--- START ---
PR #480, opened 2016-01-28
Document frontmatter's id tag

### LINKED ISSUE #477: Definition for frontmatter id tags

leobalter:
Closes #477

### DIFF
--- a/CONTRIBUTING.md
+++ b/CONTRIBUTING.md
@@ -81,19 +81,19 @@ For best practices on how to use the negative tag please see Handling Errors and
 #### es5id
 **es5id**: [es5-test-id]
 
-This tag identifies the portion of the ECMAScript 5.1 standard that is tested by this test.  It was automatically generated for tests that were originally written for the ES5 version of the test suite and are now part of the ES6 version.
+This tag identifies the section number from the portion of the ECMAScript 5.1 standard that is tested by this test.  It was automatically generated for tests that were originally written for the ES5 version of the test suite and are now part of the ES6 version.
 
 When writing a new test for ES6, it is only necessary to include this tag when the test covers a part of the ES5 spec that is incorporated into ES6. All other tests should specify the `es6id` (see below) instead.
 
 #### es6id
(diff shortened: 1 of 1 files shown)


CONTRIBUTING.md
```diff
@@ -89,6 +90,13 @@ When writing a new test for ES6, it is only necessary to include this tag when t
 
 This tag identifies the portion of the ECMAScript 6 standard that is tested by this test.
```
goyakin: The new `id` is an anchor in the spec whereas the old ones are section numbers. I think we should update the old ones' descriptions to call out the difference.

leobalter: :+1: I will do it

leobalter: 8375822

@goyakin tell me if it needs improvement.

goyakin:
Merged as cb754d2450d682afc25c6d263cb2a7ff17862a7d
--- END ---
* [Aim of the exercise]:
Would you please write out the entries again exactly?

* [Written answer]:
PR #480, opened 2016-01-28
Document frontmatter's id tag

### LINKED ISSUE #477: Definition for frontmatter id tags

leobalter:
Closes #477

### DIFF
--- a/CONTRIBUTING.md
+++ b/CONTRIBUTING.md
@@ -81,19 +81,19 @@ For best practices on how to use the negative tag please see Handling Errors and
 #### es5id
 **es5id**: [es5-test-id]
 
-This tag identifies the portion of the ECMAScript 5.1 standard that is tested by this test.  It was automatically generated for tests that were originally written for the ES5 version of the test suite and are now part of the ES6 version.
+This tag identifies the section number from the portion of the ECMAScript 5.1 standard that is tested by this test.  It was automatically generated for tests that were originally written for the ES5 version of the test suite and are now part of the ES6 version.
 
 When writing a new test for ES6, it is only necessary to include this tag when the test covers a part of the ES5 spec that is incorporated into ES6. All other tests should specify the `es6id` (see below) instead.
 
 #### es6id
(diff shortened: 1 of 1 files shown)


CONTRIBUTING.md
```diff
@@ -89,6 +90,13 @@ When writing a new test for ES6, it is only necessary to include this tag when t
 
 This tag identifies the portion of the ECMAScript 6 standard that is tested by this test.
```
goyakin: The new `id` is an anchor in the spec whereas the old ones are section numbers. I think we should update the old ones' descriptions to call out the difference.

leobalter: :+1: I will do it

leobalter: 8375822

@goyakin tell me if it needs improvement.

goyakin:
Merged as cb754d2450d682afc25c6d263cb2a7ff17862a7d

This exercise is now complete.